PR #88, opened 2024-07-16
jinja: reimplement auth template variables (bug 1908137)

zzzeid:
- reimplement user_has_phabricator_token
- reimplement user_is_authenticated (originally is_user_authenticated)

### DIFF
--- a/src/lando/ui/jinja2/partials/layout.html
+++ b/src/lando/ui/jinja2/partials/layout.html
@@ -1,3 +1,11 @@
+{% if request %}
+    {% set user_is_authenticated = request.user.is_authenticated %}
+    {% set user_has_phabricator_token = request.user.profile and request.user.profile.phabricator_api_key %}
+{% else %}
+    {% set user_is_authenticated = False %}
+    {% set user_has_phabricator_token = False %}
+    {% set request = None %}
+{% endif %}
 <!DOCTYPE html>
 <html>
 <head>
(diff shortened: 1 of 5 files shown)


src/lando/ui/jinja2/partials/layout.html
```diff
@@ -1,3 +1,11 @@
+{% if request %}
```
cgsheeh, line 1: I'm very surprised there is no way to add our own custom variables/functions/etc to templates via Python.

cgsheeh (approved):

src/lando/ui/jinja2/partials/layout.html
zzzeid: > I'm very surprised there is no way to add our own custom variables/functions/etc to templates via Python.

There is, it's just that the request context is not readily available for those variables/functions. Technically you could implement a method that gets passed the request and call it here (e.g., `user_is_authenticated = check_if_user_is_authenticated(request)`).

In the case of `user_is_authenticated`, the variable is very simple and more so used like an alias, and doesn't really need a separate method.

zzzeid: I guess implementing that method, even if it seems kind of redundant, will remove the need to include an if statement in the template. So upon rethinking this, I think it's OK to do that here.

zzzeid: Filed [this bug](https://bugzilla.mozilla.org/show_bug.cgi?id=1909734) to track the improvement to this.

····················

Every line of the material above should be set down again exactly.

* _Task output_:
PR #88, opened 2024-07-16
jinja: reimplement auth template variables (bug 1908137)

zzzeid:
- reimplement user_has_phabricator_token
- reimplement user_is_authenticated (originally is_user_authenticated)

### DIFF
--- a/src/lando/ui/jinja2/partials/layout.html
+++ b/src/lando/ui/jinja2/partials/layout.html
@@ -1,3 +1,11 @@
+{% if request %}
+    {% set user_is_authenticated = request.user.is_authenticated %}
+    {% set user_has_phabricator_token = request.user.profile and request.user.profile.phabricator_api_key %}
+{% else %}
+    {% set user_is_authenticated = False %}
+    {% set user_has_phabricator_token = False %}
+    {% set request = None %}
+{% endif %}
 <!DOCTYPE html>
 <html>
 <head>
(diff shortened: 1 of 5 files shown)


src/lando/ui/jinja2/partials/layout.html
```diff
@@ -1,3 +1,11 @@
+{% if request %}
```
cgsheeh, line 1: I'm very surprised there is no way to add our own custom variables/functions/etc to templates via Python.

cgsheeh (approved):

src/lando/ui/jinja2/partials/layout.html
zzzeid: > I'm very surprised there is no way to add our own custom variables/functions/etc to templates via Python.

There is, it's just that the request context is not readily available for those variables/functions. Technically you could implement a method that gets passed the request and call it here (e.g., `user_is_authenticated = check_if_user_is_authenticated(request)`).

In the case of `user_is_authenticated`, the variable is very simple and more so used like an alias, and doesn't really need a separate method.

zzzeid: I guess implementing that method, even if it seems kind of redundant, will remove the need to include an if statement in the template. So upon rethinking this, I think it's OK to do that here.

zzzeid: Filed [this bug](https://bugzilla.mozilla.org/show_bug.cgi?id=1909734) to track the improvement to this.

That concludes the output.